Depuis 1990, Yves Lahiani, vétérinaire, pratique l'acupuncture sur ses patients. Ce professionnel insiste sur l'aspect complémentaire de cette thérapeutique : « Le but n'est pas d'opposer les médecines entre elles (allopathie, homéopathie) mais de les associer. J'ai des collègues homéopathes qui m'adressent leurs patients tout comme je leur renvoie certains des miens. C'est pareil avec les traitements dits classiques. Je ne fais pas toujours le choix de l'acupuncture si la pathologie nécessite l'utilisation de la médecine traditionnelle. Lors d'une première consultation, j'examine d'abord l'animal sous l'angle occidental puis je reconsidère la situation du point de vue de l'acupuncteur. J'opte, au final, pour le traitement le plus approprié. »
L'acupuncture ne s'applique pas à tous les cas. Elle ne traite pas par exemple les maladies infectieuses, parasitaires, cancéreuses et lésionnelles. En revanche, dans le cas de dysfonctionnements articulaires comme l'arthrose, survenant lors des changements climatiques, l'implantation d'aiguilles sur certaines zones du corps permet de dissiper les douleurs. Il en est de même pour des inflammations localisées.
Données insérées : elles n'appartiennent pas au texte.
PR #1398, opened 2026-07-13
SecOps - 41114 - Microsoft Teams protection policies are configured to block malicious messages, links, and attachments

praneeth-0000:


src/powershell/tests/Test-Assessment.41114.ps1
```diff
@@ -0,0 +1,187 @@
...
+    param()
+
+    #region Data Collection
+    Write-PSFMessage '🟦 Start' -Tag Test -Level VeryVerbose
+    $mgEnv = (Get-MgContext).Environment
+    if ($mgEnv -eq 'USGov' -or $mgEnv -eq 'USGovDoD') {
+        Write-PSFMessage 'This test is not applicable to the USGov or USGovDoD environments.' -Tag Test -Level VeryVerbose
+        Add-ZtTestResultDetail -SkippedBecause NotSupported -Result 'This test is not applicable to the USGov or USGovDoD environments.'
+        return
+    }
```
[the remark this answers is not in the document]
praneeth-0000: Spec explicitly mentions to skip US Gov tenants as Teams user reporting is unavailable.

alexandair:
**ZAP exceptions are not collected or assessed.** 
 
   The spec requires `Investigate` when Teams ZAP exceptions are present, but the implementation only queries `Get-TeamsProtectionPolicy` and evaluates `ZapEnabled`. It never calls `Get-TeamsProtectionPolicyRule` or evaluates `ExceptIfSentTo`, `ExceptIfSentToMemberOf`, and `ExceptIfRecipientDomainIs`. Therefore, a tenant with ZAP enabled but a broad exclusion rule is incorrectly reported as **Pass**. Microsoft’s documented Teams configuration uses the rule cmdlet for these exceptions.

alexandair:
**Safe Links can pass based on an unapplied or overridden policy.**  

   The implementation reports pass if *any* `Get-SafeLinksPolicy` object enables Teams. A Safe Links policy created through PowerShell is not applied until associated with a Safe Links rule, and custom policy rules determine recipient scope and precedence. Consequently, an unassigned enabled policy—or the built-in policy alongside an applicable custom policy with Teams disabled—can make this test pass incorrectly. The implementation must query `Get-SafeLinksRule`, restrict evaluation to enabled, applicable/in-scope policies, and account for custom-policy precedence.

alexandair:
**Ambiguous Boolean values are classified as failures.**  

   The specification requires `Investigate` when Q1–Q4 produce ambiguous values. For Q1, Q2, and Q3, `$null` property values become `$false` via the `-eq $true` checks, resulting in a definite **Fail**. Only Q4 explicitly handles an unknown value. For example, a returned Teams protection policy with `ZapEnabled = $null` is reported as “❌ No,” rather than “⚠️ Investigate.” Treat null/ambiguous properties as unknown before setting the fail flag.

praneeth-0000:
> **Safe Links can pass based on an unapplied or overridden policy.**
> 
> The implementation reports pass if _any_ `Get-SafeLinksPolicy` object enables Teams. A Safe Links policy created through PowerShell is not applied until associated with a Safe Links rule, and custom policy rules determine recipient scope and precedence. Consequently, an unassigned enabled policy—or the built-in policy alongside an applicable custom policy with Teams disabled—can make this test pass incorrectly. The implementation must query `Get-SafeLinksRule`, restrict evaluation to enabled, applicable/in-scope policies, and account for custom-policy precedence.

Hi @astaykov , I think the logic similar to test 41032 needs to be implemented for this test as well? Currently, in this test there is no mention of using `Get-SafeLinksRule`. What do you think?

src/powershell/tests/Test-Assessment.41114.ps1
```diff
@@ -0,0 +1,334 @@
...
+    $safeLinksRules = $null
+    $q3rError = $null
+    try {
+        # Q3b: Retrieve Safe Links rules; only enabled rules determine which policies are in scope.
+        $safeLinksRules = @(Get-SafeLinksRule -ErrorAction Stop | Select-Object Name, SafeLinksPolicy, State)
+    }
+    catch {
+        $q3rError = $_
+        Write-PSFMessage "Q3r: Failed to retrieve Safe Links rules: $_" -Tag Test -Level Warning
+    }
```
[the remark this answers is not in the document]
praneeth-0000: fixed

src/powershell/tests/Test-Assessment.41114.ps1
```diff
@@ -0,0 +1,338 @@
...
+            $anyFail = $true
+            $controlRows.Add([PSCustomObject]@{
+                Setting        = "[Safe Links for Teams]($q3PortalLink)"
+                Policy         = ''
+                AppliedViaRule = ''
+                Enabled        = '❌ No enabled rule'
+                Status         = '❌ Fail — no enabled Safe Links rule'
+            })
+        }
+        else {
```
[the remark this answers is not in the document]
praneeth-0000: resolved

src/powershell/tests/Test-Assessment.41114.ps1
```diff
@@ -0,0 +1,362 @@
...
+    # --- Q3: Safe Links for Teams — evaluated per enabled Safe Links rule/policy ---
+    # Build lookup: policy Identity → policy object.
+    $safeLinksPolicyByIdentity = @{}
+    if ($safeLinksPolicies) {
+        foreach ($p in $safeLinksPolicies) {
+            $safeLinksPolicyByIdentity[$p.Identity] = $p
+        }
+    }
+
+    # Zero or null $safeLinksPolicies is a retrieval/permission anomaly: every MDO P1 tenant has at
```
alexandair, line 214: **No enabled Safe Links rule can still produce Pass or Investigate instead of Fail.**

   The specification explicitly requires **Fail** when no Safe Links rule is enabled and gives Fail precedence over Investigate ([spec requirement](https://github.com/microsoft/ztspecs/blob/main/specs/secops/41114.md#L101-L105)).

   However, the implementation:
   - skips rule evaluation entirely when the policy query is empty, producing Investigate ([policy-anomaly branch](#L229-L241));
   - evaluates Built-in Protection when there are no enabled rules and can report Pass ([built-in fallback](#L243-L270)).

   Thus, a tenant with zero enabled Safe Links rules can avoid the required failure. Rule availability/count should be evaluated independently, and a successful rule query returning zero enabled rules must set `$anyFail`.

src/powershell/tests/Test-Assessment.41114.ps1
```diff
@@ -0,0 +1,362 @@
...
+        $controlRows.Add([PSCustomObject]@{
+            Setting        = "[ZAP for Teams]($q2PortalLink)"
+            Policy         = ''
+            AppliedViaRule = ''
+            Enabled        = '⚠️ Unknown'
+            Status         = '⚠️ Investigate — could not retrieve Teams Protection rules'
+        })
+    }
+    else {
+        $enabledTeamsRules = @($teamsProtectionPolicyRule | Where-Object { $_.State -eq 'Enabled' })
```
alexandair: **Ambiguous rule states are treated as “not enabled.”**

   Both rule sets retain only `State == 'Enabled'` and then treat an empty result as no enabled rule ([Teams rules](#L156-L158)). A returned rule with a null or unrecognized `State` is therefore classified as an explicit absence of enabled rules rather than an ambiguous Q2/Q3 value.

   The specification requires ambiguous Q1–Q4 values to produce Investigate unless another definite failure exists ([ambiguity requirement](https://github.com/microsoft/ztspecs/blob/main/specs/secops/41114.md#L102-L105)). Explicitly distinguish `Disabled` from null/unrecognized rule states.

src/powershell/tests/Test-Assessment.41114.ps1
```diff
@@ -0,0 +1,362 @@
...
+            $controlRows.Add([PSCustomObject]@{
+                Setting        = "[ZAP for Teams]($q2PortalLink)"
+                Policy         = ''
+                AppliedViaRule = ''
+                Enabled        = '❌ No enabled rule'
+                Status         = '❌ Fail — no enabled Teams Protection rule'
+            })
+        }
+        else {
+            foreach ($rule in $enabledTeamsRules) {
```
alexandair: The output specification requires one row per distinct referenced policy, with all associated rule names. The implementation emits one row per rule, creating duplicate policy rows when multiple rules reference the same policy.

alexandair (changes requested):

src/powershell/tests/Test-Assessment.41114.ps1
praneeth-0000: Hi Aleks, There can only be 1 Teams Protection policy rule per tenant. Regarding SafeLinks rule, I've already tested attaching a rule to an existing policy already attached with rule and I got this error `New-SafeLinksRule: ||Policy "xyzPolicy" already has rule "xyzRule" associated with it.` and I wasn't allowed to attach another rule.

src/powershell/tests/Test-Assessment.41114.ps1
praneeth-0000: Both `Get-TeamsProtectionPolicyRule` and `Get-SafeLinksRule` has `RuleState` type for `State` property and it can only have Enabled or Disabled members. So, practically we'd only be getting those 2 values.

src/powershell/tests/Test-Assessment.41114.ps1
praneeth-0000: This is fixed, acc. to new spec update.

src/powershell/tests/Test-Assessment.41114.ps1
```diff
@@ -0,0 +1,347 @@
...
+            }
+        }
+        else {
+            $teamsProtectionRule = $teamsProtectionPolicyRule | Select-Object -First 1
+            if ($teamsProtectionRule.State -eq 'Enabled') {
+                $enabledTeamsRule = $teamsProtectionRule
+                $hasExceptions = $teamsProtectionRule.ExceptIfSentTo -or
+                    $teamsProtectionRule.ExceptIfSentToMemberOf -or
+                    $teamsProtectionRule.ExceptIfRecipientDomainIs
+            }
```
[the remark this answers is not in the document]
praneeth-0000: not necessary, there is only 1 rule.

src/powershell/tests/Test-Assessment.41114.ps1
```diff
@@ -0,0 +1,348 @@
...
+            $controlRows.Add([PSCustomObject]@{
+                Setting        = "[Safe Links for Teams]($q3PortalLink)"
+                Policy         = ''
+                AppliedViaRule = ''
+                Enabled        = '⚠️ Unknown'
+                Status         = '⚠️ Investigate — could not retrieve Safe Links rules'
+            })
+        }
+        else {
+            $enabledSafeLinksRules = @($safeLinksRules | Where-Object { $_.State -eq 'Enabled' })
```
alexandair, line 280: **Unknown Safe Links rule states can yield a false Pass.**  

   Test retains only rules whose `State` is exactly `Enabled`; null or unrecognized states are silently treated as disabled. Therefore, if Built-in Protection is enabled, Q3 can pass even though rule applicability is ambiguous. The specification requires ambiguous Q1–Q4 data to yield `Investigate` unless a failure exists. Explicitly identify `Disabled` as the only non-ambiguous inactive state and set `$anyInvestigate` for other values. See 41114:101-105.md.

src/powershell/tests/Test-Assessment.41114.ps1
```diff
@@ -0,0 +1,348 @@
...
+            foreach ($rule in $enabledSafeLinksRules) {
```
alexandair, line 281: **Duplicate policy rows:**

 Multiple enabled rules pointing to the same policy produce multiple rows rather than one distinct-policy row containing all rule names, contrary to 41114.md:112-118.

src/powershell/tests/Test-Assessment.41114.ps1
```diff
@@ -0,0 +1,348 @@
...
+            if (-not $anyFail) {
+                $anyInvestigate = $true
+                $zapStatus = '⚠️ Investigate — could not retrieve Teams Protection rules to check exclusions'
+            }
+        }
+        else {
+            $teamsProtectionRule = $teamsProtectionPolicyRule | Select-Object -First 1
+            if ($teamsProtectionRule.State -eq 'Enabled') {
+                $enabledTeamsRule = $teamsProtectionRule
+                $hasExceptions = $teamsProtectionRule.ExceptIfSentTo -or
```
alexandair: **ZAP exception status omits the exception property:** 

Test reports a generic exception rather than naming `ExceptIfSentTo`, `ExceptIfSentToMemberOf`, or `ExceptIfRecipientDomainIs`, as required by 41114.md:112-118.

alexandair (changes requested):
@praneeth-0000 Please, address my review.

src/powershell/tests/Test-Assessment.41114.ps1
praneeth-0000: fixed

src/powershell/tests/Test-Assessment.41114.ps1
praneeth-0000: There is a 1-1 relation between policy and rule. So 2 rules can't reference 1 policy.

src/powershell/tests/Test-Assessment.41114.ps1
praneeth-0000: fixed

alexandair (approved):
LGTM

PR #1399, opened 2026-07-13
add security reader note in readme for test 41114

praneeth-0000:
This PR add a Note mentioning some Exchange cmdlets need Security Reader role to work properly. Ex:- 41114 Spec's `Get-ReportSubmissionPolicy`


alexandair (approved):
LGTM

PR #1407, opened 2026-07-15
SecOps - 41034 - Anti-spam (hosted content filter) policies are configured with recommended thresholds and actions

sandeepjha000:
[Spec-41034](https://github.com/microsoft/ztspecs/blob/main/specs/secops/41034.md)
[Issue-906](https://github.com/microsoft/ztspecs/issues/906)

### DIFF
--- a/src/powershell/tests/Test-Assessment.41034.ps1
+++ b/src/powershell/tests/Test-Assessment.41034.ps1
@@ -121,7 +121,6 @@ function Test-Assessment-41034 {
 
     $passed         = $true
     $hasInvestigate = $false
-    $hasAllowedList = $false
 
     $policyRows = [System.Collections.Generic.List[PSCustomObject]]::new()
 
@@ -134,25 +133,11 @@ function Test-Assessment-41034 {
             # Orphan rule: enabled rule references a policy not found in Get-HostedContentFilterPolicy → Investigate
             $hasInvestigate = $true
             $policyRows.Add([PSCustomObject]@{
-                Identity                         = $identity
-                IsDefault                        = $false
-                IsOrphan                         = $true
-                RuleName                         = $ruleName
-                FailReasons                      = @()
-                RowResult                        = 'Investigate'
-                SpamAction                       = $null
-                HighConfidenceSpamAction         = $null
-                PhishSpamAction                  = $null
-                HighConfidencePhishAction        = $null
-                BulkSpamAction                   = $null
-                BulkThreshold                    = $null
-                MarkAsSpamBulkMail               = $null
-                PhishZapEnabled                  = $null
-                SpamZapEnabled                   = $null
-                InlineSafetyTipsEnabled          = $null
-                AllowedSendersCount              = $null
-                AllowedSenderDomainsCount        = $null
-                HighConfidencePhishQuarantineTag = $null
+                Identity  = $identity
+                IsDefault = $false
+                IsOrphan  = $true
+                RuleName  = $ruleName
+                RowResult = 'Investigate'
             })
             continue
         }
@@ -180,9 +165,6 @@ function Test-Assessment-41034 {
         $rowFails = $failReasons.Count -gt 0
         if ($rowFails) {
             $passed = $false
-            if ($allowedSendersCount -gt 0 -or $allowedSenderDomainsCount -gt 0) {
-                $hasAllowedList = $true
-            }
         }
 
         $rowResult       = if ($rowFails) { 'Fail' } else { 'Pass' }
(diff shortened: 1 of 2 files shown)


src/powershell/tests/Test-Assessment.41034.ps1
```diff
@@ -0,0 +1,298 @@
...
+
+            # Bulk & ZAP: Bulk: <n>/6 • MarkBulk: Y/N • ZAP: Y/N • SafetyTips: Y/N
+            # ZAP is a single Y/N: Y only when both PhishZapEnabled AND SpamZapEnabled are true
+            $zapDisplay        = if ($row.PhishZapEnabled -eq $true -and $row.SpamZapEnabled -eq $true) { 'Y' } else { 'N' }
+            $markBulkDisplay   = if ($row.MarkAsSpamBulkMail -eq 'On') { 'Y' } else { 'N' }
+            $safetyTipsDisplay = if ($row.InlineSafetyTipsEnabled -eq $true) { 'Y' } else { 'N' }
+            $bulkZapDisplay    = "Bulk: $($row.BulkThreshold)/6 • MarkBulk: $markBulkDisplay • ZAP: $zapDisplay • SafetyTips: $safetyTipsDisplay"
+
+            # Allow lists & quarantine tag: Senders: N • Domains: N • HC-Phish tag: <tag>
+            $allowListsDisplay = "Senders: $($row.AllowedSendersCount) • Domains: $($row.AllowedSenderDomainsCount) • HC-Phish tag: $($row.HighConfidencePhishQuarantineTag)"
```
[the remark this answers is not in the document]
sandeepjha000: resolved in commit: [453ad12](https://github.com/microsoft/zerotrustassessment/pull/1407/commits/453ad12105e31f88768e1d58e764d0978abd0a86)

src/powershell/tests/Test-Assessment.41034.ps1
```diff
@@ -0,0 +1,298 @@
...
+            AllowedSenderDomainsCount        = $allowedSenderDomainsCount
+            HighConfidencePhishQuarantineTag = $policy.HighConfidencePhishQuarantineTag
+        })
+    }
+
+    # Aggregate verdict: Fail > Investigate > Pass
+    $customStatus = $null
+    if (-not $passed) {
+        $testResultMarkdown = "❌ One or more anti-spam policies allow high-confidence phishing to be delivered (action is not Quarantine), set a permissive bulk threshold, or contain entries in the per-policy allowed-sender list that bypass spam, spoofing, and most phishing filtering for those senders. Operational exceptions for legitimate vendors belong in the **[Tenant Allow/Block List](https://security.microsoft.com/tenantAllowBlockList)**, where they can be reviewed and expired.`n`n%TestResult%"
+    }
```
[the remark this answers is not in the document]
sandeepjha000: NA - Fail message is as per spec

src/powershell/tests/Test-Assessment.41034.ps1
```diff
@@ -0,0 +1,298 @@
...
+    # Collect in-scope policy identities: Default first, then all referenced by enabled rules (deduplicated)
+    $inScopeIdentities = [System.Collections.Generic.List[string]]::new()
+    if ($defaultPolicy) {
+        $inScopeIdentities.Add($defaultPolicy.Identity)
+    }
+    foreach ($policyName in $rulesForPolicy.Keys) {
+        if (-not $inScopeIdentities.Contains($policyName)) {
+            $inScopeIdentities.Add($policyName)
+        }
+    }
```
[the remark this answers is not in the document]
sandeepjha000: resolved in commit: [453ad12](https://github.com/microsoft/zerotrustassessment/pull/1407/commits/453ad12105e31f88768e1d58e764d0978abd0a86)

src/powershell/tests/Test-Assessment.41034.ps1
```diff
@@ -0,0 +1,297 @@
...
+    foreach ($rule in $enabledRules) {
+        if (-not $rulesForPolicy.ContainsKey($rule.HostedContentFilterPolicy)) {
+            $rulesForPolicy[$rule.HostedContentFilterPolicy] = $rule.Name
+        }
+    }
+
+    # Default policy (IsDefault == True) — always in-scope as the catch-all
+    $defaultPolicy = $allPolicies | Where-Object { $_.IsDefault -eq $true } | Select-Object -First 1
+
+    # Collect in-scope policy identities: Default first, then all referenced by enabled rules (deduplicated).
```
alexandair, line 126: **A missing Default policy produces a false Pass**

The code finds the Default policy but only adds it when it exists. If policy retrieval returns custom policies but none has `IsDefault = $true`, and there are no enabled rules, `inScopeIdentities` and `policyRows` remain empty. The assessment then returns Pass with an empty table.

This violates the requirement that the Default policy must be evaluated before the test can pass. A missing Default policy is anomalous retrieval data and should return `Investigate`, similar to the zero-policy path.

src/powershell/tests/Test-Assessment.41034.ps1
```diff
@@ -0,0 +1,297 @@
...
+        $allowedSenderDomainsCount = ($policy.AllowedSenderDomains | Measure-Object).Count
+
+        $failReasons = [System.Collections.Generic.List[string]]::new()
+        # Spec-named reasons first (most impactful)
+        if ($policy.HighConfidencePhishAction -ne 'Quarantine')          { [void]$failReasons.Add('HC-phish delivered') }
+        if ($policy.PhishSpamAction -ne 'Quarantine')                    { [void]$failReasons.Add('phish delivered') }
+        if ($policy.HighConfidenceSpamAction -ne 'Quarantine')           { [void]$failReasons.Add('HC-spam delivered') }
+        if ($policy.SpamAction -notin @('MoveToJmf', 'Quarantine'))      { [void]$failReasons.Add("spam action $($policy.SpamAction)") }
+        if ($policy.BulkSpamAction -notin @('MoveToJmf', 'Quarantine')) { [void]$failReasons.Add("bulk action $($policy.BulkSpamAction)") }
+        if ($policy.BulkThreshold -gt 6)                                 { [void]$failReasons.Add("bulk threshold $($policy.BulkThreshold)") }
```
alexandair: **A null `BulkThreshold` incorrectly satisfies the baseline**

The check only fails when `BulkThreshold -gt 6`:

In PowerShell, a null value does not satisfy that expression, so an unavailable or malformed threshold is treated as compliant. The specification requires the value to satisfy `<= 6`; null does not meet that baseline. Explicitly handle null as either Fail or Investigate.

src/powershell/tests/Test-Assessment.41034.ps1
```diff
@@ -0,0 +1,297 @@
...
+            continue
+        }
+
+        # Evaluate each baseline property and collect named fail reasons
+        $allowedSendersCount       = ($policy.AllowedSenders | Measure-Object).Count
+        $allowedSenderDomainsCount = ($policy.AllowedSenderDomains | Measure-Object).Count
+
+        $failReasons = [System.Collections.Generic.List[string]]::new()
+        # Spec-named reasons first (most impactful)
+        if ($policy.HighConfidencePhishAction -ne 'Quarantine')          { [void]$failReasons.Add('HC-phish delivered') }
```
alexandair: Remove all these `[void]`. It's redundant.

src/powershell/tests/Test-Assessment.41034.ps1
```diff
@@ -0,0 +1,297 @@
...
+    $policyByIdentity = @{}
+    foreach ($policy in $allPolicies) {
+        $policyByIdentity[$policy.Identity] = $policy
+    }
+
+    # Spec: zero rows from Get-HostedContentFilterRule is NOT an error — evaluate Default policy alone.
+    $enabledRules = @($allRules | Where-Object { $_.State -eq 'Enabled' })
+
+    # Map: policy identity → rule name (join key: rule.HostedContentFilterPolicy == policy.Identity)
+    $rulesForPolicy = @{}
```
alexandair, line 101: I am not sure if this should be addressed or not.

The code maps each policy identity to a **single** rule name.

For example, given:

| Rule | Policy |
|---|---|
| Executives | Strict Policy |
| Finance | Strict Policy |

The first rule stores:

`Strict Policy → Executives`

When the second rule is processed, `ContainsKey()` is already true, so `Finance` is discarded.

This does **not affect the verdict**: the policy is correctly evaluated once, which matches the specification’s one-row-per-policy output. It only makes the Scope column incomplete because it reports:

`Applied via rule Executives`

instead of something like:

`Applied via rules Executives, Finance`

Therefore, this is a reporting completeness suggestion, not a correctness issue. It could also reasonably be removed from the review because the specification’s singular display format says `Applied via rule <Name>` and does not explicitly require listing every associated rule.

alexandair (changes requested):

src/powershell/tests/Test-Assessment.41034.ps1
sandeepjha000: The default policy always exists based on the spec, but have added extra condition to handle to be extra safe
fixed in commit: [adf6fb3](https://github.com/microsoft/zerotrustassessment/pull/1407/commits/adf6fb30d864bca8a647e6e07ac509b0c35fa4d4)

src/powershell/tests/Test-Assessment.41034.ps1
sandeepjha000: fixed in commit: fixed in commit: [adf6fb3](https://github.com/microsoft/zerotrustassessment/pull/1407/commits/adf6fb30d864bca8a647e6e07ac509b0c35fa4d4)

src/powershell/tests/Test-Assessment.41034.ps1
sandeepjha000: fixed in commit: [adf6fb3](https://github.com/microsoft/zerotrustassessment/pull/1407/commits/adf6fb30d864bca8a647e6e07ac509b0c35fa4d4)

src/powershell/tests/Test-Assessment.41034.ps1
sandeepjha000: makes sense to display all rules. Fixed in commit: [adf6fb3](https://github.com/microsoft/zerotrustassessment/pull/1407/commits/adf6fb30d864bca8a647e6e07ac509b0c35fa4d4)

alexandair (approved):
LGTM

PR #1426, opened 2026-07-20
Implement error sanitization and reporting improvements in tests

### LINKED ISSUE #1422: Failed Graph requests can embed a live bearer token in TestResult
**Title:** Failed Graph requests can embed a live bearer token in TestResult

**Body:**

When a test's `Invoke-MgGraphRequest` call fails with an HTTP error (e.g. a
transient 401 on an endpoint that only supports delegated auth for
app-only callers), the full failed-request object — including the
`Authorization: Bearer <token>` header — gets serialized into that test's
`TestResult` field in the export JSON (`ZeroTrustAssessmentReport.json`).

Observed on module 2.4.0, test 24546 (Windows Automatic Enrollment,
`GET /policies/mobileDeviceManagementPolicies`), which failed with
`401 Unauthorized` / `"Unsupported app-only call"`. The resulting
`TestResult` string contains the complete PowerShell error record,
including `TargetObject.Headers.Authorization`, which is a live bearer
token for the calling app-only identity — decodable (JWT), revealing the
app's display name, appid, oid, and full Graph role list.

**Impact:** `ZeroTrustAssessmentReport.json` is designed to be handled as
sensitive report data (the module's own docs say as much), but this
specific field can additionally contain live credential material — a
different and stricter sensitivity class than "attacker-usable
environment roadmap." Anyone storing/transmitting/displaying this export
downstream needs to redact `TestResult` on `Error`-status tests, or the
export can leak a working token for however long that token's lifetime is
(observed: ~24h in this case).

**Suggested fix:** when catching the request exception for `TestResult`
population, strip the `Authorization` header (and any other credential
material) from the captured request/response object before
stringifying — same as most HTTP client libraries' built-in
credential-scrubbing on exception logging.

**Reproduction:** difficult to force deterministically (requires a
transient/permission-boundary 401 on a live tenant), but any test hitting
an endpoint outside the app's granted scope, or a genuinely transient
Graph error, should reproduce it.

alexandair:
Fix #1422 

This pull request introduces a comprehensive overhaul of error sanitization for PowerShell test diagnostics to prevent sensitive credential data from being persisted in logs, reports, or error records. The main improvements include a new defense-in-depth sanitization function, safe error record/message generation, and updated error formatting and logging logic to ensure only allow-listed diagnostic fields are exposed. Extensive tests are added to validate these protections.

**Error sanitization and redaction:**

* Added `Protect-ZtReportText` function to redact credential-bearing HTTP headers and sensitive values from report content before persistence, and integrated it into `Add-ZtTestResultDetail`.
* Updated test result persistence and logging to always sanitize error details, including at the TestResult persistence boundary and in optional test logs.

**Safe error record and message generation:**

* Introduced `New-ZtSafeErrorRecord` to create sanitized error records with only allow-listed diagnostic fields and without unsafe TargetObject data. This prevents request/response objects containing bearer tokens from being retained in test statistics or passed into logging.
* Added `Get-ZtSafeErrorMessage` to extract safe, structured diagnostic summaries (request method/path, HTTP status, Graph error code, and correlation IDs) from error records, omitting unstructured exception messages, headers, and response bodies.

**Error formatting and reporting:**

* Implemented `Format-ZtTestErrorDetail` to generate markdown-formatted error summaries using only sanitized fields for failed tests. It adds bounded metadata such as exception type, error ID, HTTP status, and source location.
* Refactored error handling in `Invoke-ZtTest.ps1` and `Write-ZtTestError.ps1` to use the new safe error record/message pipeline, ensuring all error reporting is sanitized and consistent.

**Testing:**

* Added `ErrorSanitization.Tests.ps1` with comprehensive tests to verify that credentials and sensitive values are never persisted in logs or reports, and that only safe diagnostic information is exposed.

### DIFF
--- a/code-tests/commands/ErrorSanitization.Tests.ps1
+++ b/code-tests/commands/ErrorSanitization.Tests.ps1
@@ -1,0 +1,138 @@
+Describe "Error sanitization" {
+	BeforeAll {
+		$here = $PSScriptRoot
+		$srcRoot = Join-Path $here "../../src/powershell"
+
+		. (Join-Path $srcRoot "private/core/Protect-ZtReportText.ps1")
+		. (Join-Path $srcRoot "private/core/Get-ZtHttpStatusCode.ps1")
+		. (Join-Path $srcRoot "private/tests/Get-ZtSafeErrorMessage.ps1")
+		. (Join-Path $srcRoot "private/tests/New-ZtSafeErrorRecord.ps1")
+		. (Join-Path $srcRoot "private/tests/Format-ZtTestErrorDetail.ps1")
+		. (Join-Path $srcRoot "private/tests/Write-ZtTestError.ps1")
+		. (Join-Path $srcRoot "private/tests/Write-ZtTestLog.ps1")
+		. (Join-Path $srcRoot "private/core/Add-ZtTestResultDetail.ps1")
+
+		function New-CanaryErrorRecord {
+			$script:canaryToken = 'eyJhbGciOiJub25lIn0.eyJhcHBpZCI6InJlZGFjdGlvbi10ZXN0In0.signature'
+			$request = [System.Net.Http.HttpRequestMessage]::new([System.Net.Http.HttpMethod]::Get, "https://graph.microsoft.com/beta/example?access_token=$script:canaryToken")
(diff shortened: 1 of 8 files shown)


astaykov (approved):
LGTM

La procédure peut paraître hasardeuse quand il s'agit de traiter des animaux (souvent moins coopératifs dans les soins que les humains). Pourtant, on constate que les chats, réputés peu dociles, acceptent ce traitement comme s'ils en appréhendaient les bienfaits.
Aujourd'hui, on compte entre 200 et 300 vétérinaires acupuncteurs. Aucune école vétérinaire n'intègre pour l'instant des cours d'initiation à cette pratique, au grand regret des professionnels regroupés au sein du GERA. Ce Groupe d'études et de recherches en acupuncture doit prendre le relais afin de former les vétérinaires qui souhaitent s'ouvrir à d'autres méthodes thérapeutiques.
Etudes : bac + 6 ans (voir fiche vétérinaire) + formation continue
Salaires : revenu moyen 4 500 ¤
Débouchés : en développement, les médecines douces connaissant actuellement un réel engouement.